Description
The goal of this tutorial is to guide you through creating a function that reads a line from a file descriptor. This ensures that repeated calls to the function read the text file one line at a time. We will cover how to manage buffers, handle static variables for data persistence, and properly allocate and free memory.
Single File / Input
We start calling get_next_line() with our file descriptor. This will be either 0 for when we want to use the standard input or any other number generated by the function read(). The initial call would look like the following:
int fd = open("my_file", O_RDONLY);
get_next_line(fd);
// or
get_next_line(1);The get_next_line() returns a string, more specifically a pointer to the first string found when reading the file (a string will be all characters before a \n or EOF).
So, in order to be able to access our retrieved line, we need to add a variable to store it:
char *my_line;
int fd = open("my_file", O_RDONLY);
my_line = get_next_line(fd);
// or
my_line = get_next_line(1);Memory Buffer Allocation
From there, we can step into our get_next_line() function.
The first thing we need is to allocate memory for our buffer. It will be responsible for accumulating the characters as we read our file.
For that, we also need the size (number of bytes) we are accepting every time we read the file. Let's call it BUFFER_SIZE.
char *get_next_line(int fd)
{
char *buffer;
buffer = allocate_buffer(fd, BUFFER_SIZE);
if (!buffer)
return (NULL);
}This new function allocate_buffer(int fd, int buffer_size) will have to return n number of bytes (or characters) from our file so they can be stored at buffer and we can continue processing it. At this point, we are not concerned with stopping on \n or EOF.
The function needs to be sure we are processing valid fd and buffer_size parameters:
char *allocate_buffer(int fd, int buffer_size)
{
if (fd < 0 || buffer_size <= 0)
return (NULL);
}As an addendum, remember that we are opening our file with int fd = open("my_file", O_RDONLY);. Upon successful completion, the open() function shall open the file and return a non-negative integer representing the lowest numbered unused file descriptor. Otherwise, -1 shall be returned. No files shall be created or modified if the function returns -1. On the same note, we also do not want our buffer_size to be 0 or less, because this would mean asking for 0 or negative bytes at every pass, which makes no sense.
Next, we need to allocate enough space into a char variable so we can return it to the buffer in get_next_line().
char *allocate_buffer(int fd, int buffer_size)
{
char *buffer;
if (fd < 0 || buffer_size <= 0)
return (NULL);
buffer = malloc(sizeof(char) * (buffer_size + 1));
if (!buffer)
return (NULL);
return (buffer);
}We want to allocate buffer_size + 1 because we want to end the buffer with a null terminator \0, so the buffer variable can be easily processed back in the get_next_line() function.
Main Logic: Loop & Stash
Now we can come back to our get_next_line() function.
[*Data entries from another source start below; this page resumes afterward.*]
PR #6578, opened 2023-10-12
Add Glimmer JS language

gilest:
## Description
Adds support for [Glimmer.js](https://glimmerjs.com/) which will be the [component authoring format](https://github.com/ember-template-imports/ember-template-imports) of the [next Edition of Ember.js](https://emberjs.com/editions/polaris/).

## Checklist:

From here we want to iterate through our file until we find a \n or EOF. The problem we have now is that we do not have a good way to store our data. Explaining it with an example: say we are reading our file every 5 bytes (BUFFER_SIZE = 5). If no \n or EOF is found, we want to store it somewhere and continue reading (and adding the subsequent bytes to the previously read ones) until we reach a \n or EOF.
This is where we can create a persistent variable called stash. It will be responsible for accumulating all passes of our function, concatenating all bytes (characters), until we find a \n or EOF.
The static keyword in C, when declared inside the scope of a function, behaves just like that. The first time the function runs, it creates the static variable in memory, and when the function terminates, it persists in memory. If the same function is called again, we can continue using what's inside our statically declared variable.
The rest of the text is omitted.